En ocasiones como ésta es una suerte ser una minoría en el mundo hispanohablante


----------



## wsm777

princesa azteca said:


> Ok, y me puedes dar un ejemplo con "has", gracias.


 
e.g.: ¿Has ido a comer el dia de hoy?


----------



## Jellby

belemin said:


> En español la _has_ (verbo _haber_) se usa sólo y exclusivamente como verbo auxiliar en el pretérito perfecto simple de indicativo de los verbos: _has amado, has comido, has vivido_.



No exclusivamente:

Has de saber que "haz" y "has" son dos verbos diferentes.


----------



## belemin

De acuerdo, Jelby, se me olvidó que en la perífrasis de obligación (haber + de + infinitivo) también se utiliza _has._


----------



## Danielaf

¿Cuál es la ortografía correcta en la frase 'siempre lo has/ haz hecho'?

Muchas gracias


----------



## Jellby

"Has" es presente del verbo "haber"
"Haz" es imperativo del verbo "hacer"

Los tiempos compuestos se construyen con el verbo "haber" y además nunca con el imperativo, así que lo correcto es "has hecho".


----------



## Lucy Kathan

Por favor ayudenme a clarificar estas oraciones, no estoy segura si debo usar la "s" o la "Z", o ponerle el acento a la "o".

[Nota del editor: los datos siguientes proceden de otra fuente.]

PR #50787, opened 2024-01-29
lightning: fix duplicate extend columns when resume from checkpoint

### LINKED ISSUE #50786: lightning: Column count doesn't match value count at row 1 when use extract-schema
## Bug Report

create task with extract-schema in dm
pause task in load stage
resume task

task succeed
task failed with [error="Error 1136 (21S01): Column count doesn't match value count at row 1"]

master

GMHDBJD:

Issue Number: close #50786

Problem Summary:

- copy ColumnPermutation for extend columns so it will not be saved in checkpoint
### Check List

Tests 

- [ ] Unit test
- [ ] Integration test
```
1. manually create dm task with extend column
2. pause task in load stage
3. resume task and task succeed
```
- [ ] No need to test
  > 

Side effects

Documentation

- [ ] Affects user behaviors
- [ ] Contains syntax changes

### Release note

```release-note
None
```

### DIFF
--- a/br/pkg/lightning/importer/chunk_process.go
+++ b/br/pkg/lightning/importer/chunk_process.go
@@ -301,9 +301,13 @@ func (cr *chunkProcessor) encodeLoop(
 	// but since ColumnPermutation also depends on the hypothesis that the columns in one source file is the same
 	// so this should be ok.
 	var (
-		filteredColumns []string
-		extendVals      []types.Datum
+		filteredColumns   []string
+		extendVals        []types.Datum
+		// some columns should not record in checkpoint, like extra columns
+		// so we copy a new one from chunk.ColumnPermutation
+		columnPermutation = make([]int, 0, len(cr.chunk.ColumnPermutation))
 	)
+	columnPermutation = append(columnPermutation, cr.chunk.ColumnPermutation...)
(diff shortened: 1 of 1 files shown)


br/pkg/lightning/importer/chunk_process.go
```diff
@@ -362,6 +366,7 @@ func (cr *chunkProcessor) encodeLoop(
 						if err = t.initializeColumns(columnNames, cr.chunk); err != nil {
```
lance6716, line 366: I prefer we move the "extend column" related logic into `initializeColumns`

D3Hunter, line 366: `cr.chunk.ColumnPermutation` is still filled and stored into checkpoint here

D3Hunter: maybe we can fix it here https://github.com/pingcap/tidb/blob/aab2da047904901725e5a3bf745b47b1488eb8c7/br/pkg/lightning/importer/chunk_process.go#L102-L104

when there's extend column, no need to set columns

lance6716: It's OK to store them into checkpoint, but it must not to add extended columns again after loading from checkpoint

D3Hunter: the ColumnPermutation is correct, the problem here is that we have 1 more column generated after restart, see code link above

PR #50816, opened 2024-01-30
executor: record the index usage on a the whole table

### LINKED ISSUE #50814: Record the index usage on the whole table rather than each partition
## Enhancement

I proposed to record the index usage on each partition, and then aggregate them together when the user is querying the `tidb_index_usage` table. However, it turns out that I was wrong 🤦 . The `QueryTotal` will not be recorded correctly, because a single query on different partition will not be deduplicated by the `StmtIndexUsageCollector`. For example:

```sql
create table t (id_1 int, unique key idx_1(id_1))
  partition by range (id_1) (
  partition p0 values less than (10),
  partition p1 values less than (20),
  partition p2 values less than (50),
  partition p3 values less than MAXVALUE);

select id_1 from t where id_1 >= 30;
```

A single query can make the `QueryTotal` greater than 1, because the usage on each partition will add `1` to the `QueryTotal`.

The simplest way to fix it is using the id of the whole table to record the index usage, but be careful that the we'll still use the physical table's row count to calculate the percentage, so the physical table id is still needed.

YangKeao:

Issue Number: close #50814

Problem Summary:

Previously, the usage is recorded on each partitions, so that the queries on different partitions will not be deduplicated 🤦  and will be recorded multiple times.

This PR adds one more argument on the `ReportPointGetIndexUsage` and `ReportCopIndexUsage` function to get both the `physicalTableID` and `tableID`.

### Check List

Tests 

- [ ] Unit test
- [x] Integration test
- [ ] No need to test
  > 

Side effects

Documentation

- [ ] Affects user behaviors
- [ ] Contains syntax changes

### Release note

```release-note
None
```

### DIFF
--- a/pkg/executor/batch_point_get.go
+++ b/pkg/executor/batch_point_get.go
@@ -168,10 +168,9 @@ func (e *BatchPointGetExec) Close() error {
 	}
 	if e.indexUsageReporter != nil && e.idxInfo != nil {
 		kvReqTotal := e.stats.GetCmdRPCCount(tikvrpc.CmdBatchGet)
-		// We cannot distinguish how many rows are coming from each partition. Here, we record all index usages on the
-		// table itself (but not for the partition physical table), which is different from how an index usage is
-		// treated for a local index.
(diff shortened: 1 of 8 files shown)


bb7133 (approved):
LGTM

qw4990 (approved):

Issue #49883, opened 2023-12-28
import into from select


D3Hunter:
## Feature Request

**Is your feature request related to a problem? Please describe:**

“Insert into from select” statement do normal insert in one txn, the performance can not satisfy user expection(see https://github.com/pingcap/tidb/issues/48637 too), so we add a similar  `IMPORT into from select` which uses physical import same as lightning to speed up.
**Describe the feature you'd like:**

IMPORT into doesn't support transaction, and the target table must be a empty one. Selected rows will be encoded into kv, sorted and write to local disk, data will be ingest into tikv directly, just as what lightning physical mode does.

during prototype test, it will speed up 2~8 times compared to INSERT INTO depends on scenario and configured concurrency.

It also support import from snapshot, but only using `as of timestamp 'xxx'` inside the `select-statement` is supported, set `tidb_snapshot` is not.

### the grammar:
```sql
IMPORT INTO table[column, column...] FROM select-statement [WITH thread=xx]

EXPLAIN import-into-statement
```

### tasks:
- [x] https://github.com/pingcap/tidb/pull/49884
- [x] https://github.com/pingcap/tidb/pull/49936
- [x] https://github.com/pingcap/tidb/pull/49976
- [x] https://github.com/pingcap/tidb/pull/50341
- [x] https://github.com/pingcap/tidb/pull/50558
- [x] https://github.com/pingcap/tidb/pull/50852
- [x] https://github.com/pingcap/tidb/pull/51077

**Describe alternatives you've considered:**

**Teachability, Documentation, Adoption, Migration Strategy:**

AndrewDi:
Could `SELECT Statement` support `tidb_snapshot`?

D3Hunter:
> Could `SELECT Statement` support `tidb_snapshot`?

not now, can you describe your usage scenario?

AndrewDi:
> > Could `SELECT Statement` support `tidb_snapshot`?
> 
> not now, can you describe your usage scenario?

We need to replicate a `table with specific timestamp ` to a new table

D3Hunter:
> > > Could `SELECT Statement` support `tidb_snapshot`?
> > 
> > 
> > not now, can you describe your usage scenario?
> 
> We need to replicate a `table with specific timestamp ` to a new table

how frequent you do it?

what's the new table used for?
- as a backup? why not use backup&restore tool?
- as a persisted snapshot (avoid gc) that can be queried for analysis later?

AndrewDi:
[...]

PR #50852, opened 2024-01-31
importinto: support import from stale read

D3Hunter:

Issue Number: ref #49883

Problem Summary:

support import from stale read, but only using `as of timestamp 'xxx'` inside the `select-statement` is supported, set `tidb_snapshot` (history snapshot read) is not.
### Check List

Tests 

- [x] Unit test
- [x] Integration test
- [ ] No need to test
  > 

Side effects

Documentation

- [ ] Affects user behaviors
- [ ] Contains syntax changes

### Release note

```release-note
None
```

### DIFF
--- a/pkg/planner/core/planbuilder.go
+++ b/pkg/planner/core/planbuilder.go
@@ -47,7 +47,6 @@ import (
 	"github.com/pingcap/tidb/pkg/sessionctx"
 	"github.com/pingcap/tidb/pkg/sessionctx/stmtctx"
 	"github.com/pingcap/tidb/pkg/sessionctx/variable"
-	"github.com/pingcap/tidb/pkg/sessiontxn"
 	"github.com/pingcap/tidb/pkg/sessiontxn/staleread"
 	"github.com/pingcap/tidb/pkg/statistics"
 	"github.com/pingcap/tidb/pkg/table"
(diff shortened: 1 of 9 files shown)


pkg/planner/core/planbuilder.go
```diff
@@ -4217,8 +4217,22 @@ func (b *PlanBuilder) buildImportInto(ctx context.Context, ld *ast.ImportIntoStm
 		b.visitInfo = appendVisitInfo(b.visitInfo, mysql.FilePriv, "", "", "", plannererrors.ErrSpecificAccessDenied.GenWithStackByArgs("FILE"))
 	}
 	tableInfo := p.Table.TableInfo
-	tableInPlan, ok := b.is.TableByID(tableInfo.ID)
+	// we use the latest IS to support IMPORT INTO dst FROM SELECT * FROM src AS OF TIMESTAMP '2020-01-01 00:00:00'
+	// Note: we need to get p.Table when preprocessing, at that time, IS of session
```
lance6716, line 4221: My understanding is, `p.Table.TableInfo` may be a latest or stale TableInfo. And in expectation the target table of IMPORT INTO should always be latest TableInfo.

And my suggestions are:
1. Can we modify the preprocessing to add a special branch for IMPORT INTO? I see there's such a special branch for `InsertStmt` https://github.com/pingcap/tidb/blob/134d2bfbe0002b24177155873038188d4544e538/pkg/planner/core/preprocess.go#L249-L253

"Has sido muy bueno al contarnos lo que paso" o
"Haz sido muy bueno al contarnos lo que paso"
¿cual es lo correcto, has o haz?


Por otro lado, ¿la letra "o" lleva acento?
"No es culpa de él o ella"
"No es culpa de él ó ella"
¿lleva o no lleva acento la letra "o"?

Se los agracedere muchisimo.


----------



## Guachipem

Se dice: 

*Has* sido muy bueno al contarnos lo que pas*ó.*


La palabra "haz" es del verbo "hacer", y se usa para ordenar. Por ejemplo: 

*Haz* los deberes.


En cambio, el verbo que se usa como verbo auxiliar para ciertas formas verbales es el verbo "haber", y por tanto debes usar la forma "has".

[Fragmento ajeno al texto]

PR #9933, opened 2019-03-28
types: fix incorrect time fraction parsing method

WangXiangUSTC:
### What problem does this PR solve? 
fix issue https://github.com/pingcap/tidb/issues/9734
tidb don't support date time format like "2019.01.01"

### What is changed and how it works?
some minor update, and add unit test

### Check List 

Tests 

 - Unit test

Related changes

 - Need to cherry-pick to the release branch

La letra "o" sólo lleva tilde cuando va entre números para evitar confundirla con el número 0. En tu ejemplo no se usa tilde:

No es culpa de él o ella.


Sí se usaría en este otro caso:

Necesito 2 ó 3 platos.


----------



## Lucy Kathan

Muchisimas gracias. Ahora si puedo terminar mi traduccion.


----------



## Betildus

Sólo como complemento:
*a)* Haz, *del verbo hacer*, es sólo como imperativo (¡Haz tu cama!). Lo demás, como dice Guachipem.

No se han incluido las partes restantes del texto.